Report each line from the listing that the string "token" appears in.

+ + +

PR #382, opened 2017-02-13
Project submitted

tkanen:


lib/board.rb
```diff
@@ -0,0 +1,56 @@
+require 'pry'
+
+class Board
+attr_accessor :cells, :token, :player
+
+  def initialize
+    @cells = Array.new(9, " ")
```

lib/board.rb
```diff
@@ -0,0 +1,56 @@
...
+  def full?
+    !self.cells.include? " "
+  end
+
+  def turn_count
+    cells.count { |token| token == "X" || token == "O" }
+  end
+
+  def taken?(user_input)
+    if position(user_input) == " "
```
cernanb: You can use the implicit return of a boolean expression rather than returning true or false explicitly. 
```ruby
def taken?(input)
end
```

lib/game.rb
```diff
@@ -0,0 +1,61 @@
...
+  attr_accessor :board, :player_1, :player_2, :index, :user_input
+
+  def initialize(player_1 = Players::Human.new(token = "X"), player_2 = Players::Human.new(token = "O"), board = Board.new)
+    @board = board
+    @player_1 = player_1
+    @player_2 = player_2
+  end
+
+  def current_player
+    board.turn_count % 2 == 0 ? player_1 : player_2
```

lib/game.rb
```diff
@@ -0,0 +1,61 @@
...
+  def draw?
+    board.full? && !won?
+  end
+
+  def over?
+    draw? || won? || board.full?
+  end
+
+  def winner
+    if won?
```

```ruby
if won = won?
  board.cells[won.first]
end
```

lib/players/human.rb
```diff
@@ -0,0 +1,9 @@
+module Players
+  class Human < Player
+
+    def move(user_input)
+      puts "Please enter 1-9:"
+      user_input = gets.strip
```
```
def move(board)
  gets.chomp
end
```

PR #394, opened 2017-02-24
Done

achesky:


bin/tictactoe
```diff
@@ -1,3 +1,96 @@
 #!/usr/bin/env ruby
 
-require_relative '../config/environment'
+require "pry"
+
+class Start_game
+
```

```ruby
#!/usr/bin/env ruby
       
TicTacToeCLI.new.call
```

```ruby
class TicTacToeCLI
  def initialize
  end

  def call
   # Your game logic
  end
end
```

lib/board.rb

+ + +

RESULT:
+attr_accessor :cells, :token, :player
+    cells.count { |token| token == "X" || token == "O" }
+  def initialize(player_1 = Players::Human.new(token = "X"), player_2 = Players::Human.new(token = "O"), board = Board.new)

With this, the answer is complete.